- ACTIVITY: Reproduce the entries below in full and without error.

Stored data
________________________________________

PR #719, opened 2018-04-05
Use SHA2 instead of MD5

imobachgs:
Replace MD5 with SHA1 when determining whether a license was accepted or not,
as requested in [fate#325461](https://fate.suse.com/325461).

### DIFF
--- a/library/packages/src/lib/y2packager/license.rb
+++ b/library/packages/src/lib/y2packager/license.rb
@@ -110,7 +110,7 @@ module Y2Packager
       return @id if @id
       content = content_for(DEFAULT_LANG)
       return unless content
-      @id = Digest::MD5.hexdigest(content)
+      @id = Digest::SHA1.hexdigest(content)
     end
 
     # Return the license translated content for the given language
--- a/library/packages/src/lib/y2packager/license.rb
+++ b/library/packages/src/lib/y2packager/license.rb
@@ -110,7 +110,7 @@ module Y2Packager
       return @id if @id
       content = content_for(DEFAULT_LANG)
       return unless content
-      @id = Digest::SHA1.hexdigest(content)
+      @id = Digest::SHA2.hexdigest(content)
     end
 
     # Return the license translated content for the given language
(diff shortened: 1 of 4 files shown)


jreidinger:
Seriously? What is probability that such unintentional collision on hashes happen? But speed difference is for sure. let me try to measure it

jreidinger:
OK, I test performance wise and also check FATE. BTW SHA1 is also cryptographic weak and second idea is that we do not need cryptographic result. So I add to test also crc32.

how test look like:

```ruby
require "benchmark"

require "zlib"
require "digest"

n = 50000
teststring = "abcd" * 1000
Benchmark.bm(7) do |x|
  x.report("md5:")  { n.times { Digest::MD5.hexdigest(teststring) } }
  x.report("sha1:") { n.times { Digest::SHA1.hexdigest(teststring) } }
  x.report("sha2:") { n.times { Digest::SHA2.hexdigest(teststring) } }
  x.report("crc:")  { n.times { Zlib.crc32(teststring) } }
end

puts Digest::MD5.hexdigest(teststring)
puts Digest::SHA1.hexdigest(teststring)
puts Digest::SHA2.hexdigest(teststring)
puts Zlib.crc32(teststring)
```

and what is result on my pc?:

```
              user     system      total        real
md5:      0.336595   0.000000   0.336595 (  0.336633)
sha1:     0.246459   0.000000   0.246459 (  0.246477)
sha2:     0.522378   0.003894   0.526272 (  0.546068)
crc:      0.161141   0.000000   0.161141 (  0.161143)
69086d3a75d23ba5b2ce21f7c4c3055b
894aa55a08ddb4e0e94fa50348ddd5fa3ea58a3f
a794d3322e58f529258e0d9331aa9a17eece6e05848aa89fe1e6ffa006231957
766008115
```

________________________________________

- TASK RESPONSE:
PR #719, opened 2018-04-05
Use SHA2 instead of MD5

imobachgs:
Replace MD5 with SHA1 when determining whether a license was accepted or not,
as requested in [fate#325461](https://fate.suse.com/325461).

### DIFF
--- a/library/packages/src/lib/y2packager/license.rb
+++ b/library/packages/src/lib/y2packager/license.rb
@@ -110,7 +110,7 @@ module Y2Packager
       return @id if @id
       content = content_for(DEFAULT_LANG)
       return unless content
-      @id = Digest::MD5.hexdigest(content)
+      @id = Digest::SHA1.hexdigest(content)
     end
 
     # Return the license translated content for the given language
--- a/library/packages/src/lib/y2packager/license.rb
+++ b/library/packages/src/lib/y2packager/license.rb
@@ -110,7 +110,7 @@ module Y2Packager
       return @id if @id
       content = content_for(DEFAULT_LANG)
       return unless content
-      @id = Digest::SHA1.hexdigest(content)
+      @id = Digest::SHA2.hexdigest(content)
     end
 
     # Return the license translated content for the given language
(diff shortened: 1 of 4 files shown)


jreidinger:
Seriously? What is probability that such unintentional collision on hashes happen? But speed difference is for sure. let me try to measure it

jreidinger:
OK, I test performance wise and also check FATE. BTW SHA1 is also cryptographic weak and second idea is that we do not need cryptographic result. So I add to test also crc32.

how test look like:

```ruby
require "benchmark"

require "zlib"
require "digest"

n = 50000
teststring = "abcd" * 1000
Benchmark.bm(7) do |x|
  x.report("md5:")  { n.times { Digest::MD5.hexdigest(teststring) } }
  x.report("sha1:") { n.times { Digest::SHA1.hexdigest(teststring) } }
  x.report("sha2:") { n.times { Digest::SHA2.hexdigest(teststring) } }
  x.report("crc:")  { n.times { Zlib.crc32(teststring) } }
end

puts Digest::MD5.hexdigest(teststring)
puts Digest::SHA1.hexdigest(teststring)
puts Digest::SHA2.hexdigest(teststring)
puts Zlib.crc32(teststring)
```

and what is result on my pc?:

```
              user     system      total        real
md5:      0.336595   0.000000   0.336595 (  0.336633)
sha1:     0.246459   0.000000   0.246459 (  0.246477)
sha2:     0.522378   0.003894   0.526272 (  0.546068)
crc:      0.161141   0.000000   0.161141 (  0.161143)
69086d3a75d23ba5b2ce21f7c4c3055b
894aa55a08ddb4e0e94fa50348ddd5fa3ea58a3f
a794d3322e58f529258e0d9331aa9a17eece6e05848aa89fe1e6ffa006231957
766008115
```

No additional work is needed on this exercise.